## Task instructions:
Nothing but the records, repeated exactly, should form the response.

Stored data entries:
PR #88, opened 2017-12-19
support for `users-by-email` via `list_by_email()`

mdornseif:
This adds support for [/api/v2/users-by-email](https://auth0.com/docs/api/management/v2#!/Users_By_Email/get_users_by_email) via the function  `users.list_by_email(email='user@example.com')`. This API endpoint had no python bindings up to now.

### DIFF
--- a/auth0/v3/management/users.py
+++ b/auth0/v3/management/users.py
@@ -66,6 +66,27 @@ class Users(object):
         }
         return self.client.get(self._url(), params=params)
 
+    def list_by_email(self, email, fields=[], include_fields=True):
+        """Get a List of Users by E-Mail.
+
+        Args:
+            email (str): The email of the users to retrieve.
+
+            fields (list of str, optional): A list of fields to include or
+                exclude from the result (depending on include_fields). Empty to
+                retrieve all fields.
+
+            include_fields (bool, optional): True if the fields specified are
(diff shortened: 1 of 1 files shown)


auth0/v3/management/users.py
```diff
@@ -66,6 +66,27 @@ def list(self, page=0, per_page=25, sort=None, connection=None, q=None,
...
+
+            fields (list of str, optional): A list of fields to include or
+                exclude from the result (depending on include_fields). Empty to
+                retrieve all fields.
+
+            include_fields (bool, optional): True if the fields specified are
+                to be include in the result, False otherwise.
+        """
+        params = {
+            'email': email,
```
lbalmaceda: Per the comment [here](https://auth0.com/docs/api/management/v2#!/Users_By_Email/get_users_by_email) this should be `email.lower()`

>When using this endpoint, make sure that you are searching for users via email addresses in lowercase only.

saltukalakus:
Hi I have pushed a new PR with test here => https://github.com/auth0/auth0-python/pull/96 Can we merge this instead of this.

lbalmaceda:
@mdornseif If you are not going to be able to update this PR I'll end up merging the @saltukalakus one.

## Written response:
PR #88, opened 2017-12-19
support for `users-by-email` via `list_by_email()`

mdornseif:
This adds support for [/api/v2/users-by-email](https://auth0.com/docs/api/management/v2#!/Users_By_Email/get_users_by_email) via the function  `users.list_by_email(email='user@example.com')`. This API endpoint had no python bindings up to now.

### DIFF
--- a/auth0/v3/management/users.py
+++ b/auth0/v3/management/users.py
@@ -66,6 +66,27 @@ class Users(object):
         }
         return self.client.get(self._url(), params=params)
 
+    def list_by_email(self, email, fields=[], include_fields=True):
+        """Get a List of Users by E-Mail.
+
+        Args:
+            email (str): The email of the users to retrieve.
+
+            fields (list of str, optional): A list of fields to include or
+                exclude from the result (depending on include_fields). Empty to
+                retrieve all fields.
+
+            include_fields (bool, optional): True if the fields specified are
(diff shortened: 1 of 1 files shown)


auth0/v3/management/users.py
```diff
@@ -66,6 +66,27 @@ def list(self, page=0, per_page=25, sort=None, connection=None, q=None,
...
+
+            fields (list of str, optional): A list of fields to include or
+                exclude from the result (depending on include_fields). Empty to
+                retrieve all fields.
+
+            include_fields (bool, optional): True if the fields specified are
+                to be include in the result, False otherwise.
+        """
+        params = {
+            'email': email,
```
lbalmaceda: Per the comment [here](https://auth0.com/docs/api/management/v2#!/Users_By_Email/get_users_by_email) this should be `email.lower()`

>When using this endpoint, make sure that you are searching for users via email addresses in lowercase only.

saltukalakus:
Hi I have pushed a new PR with test here => https://github.com/auth0/auth0-python/pull/96 Can we merge this instead of this.

lbalmaceda:
@mdornseif If you are not going to be able to update this PR I'll end up merging the @saltukalakus one.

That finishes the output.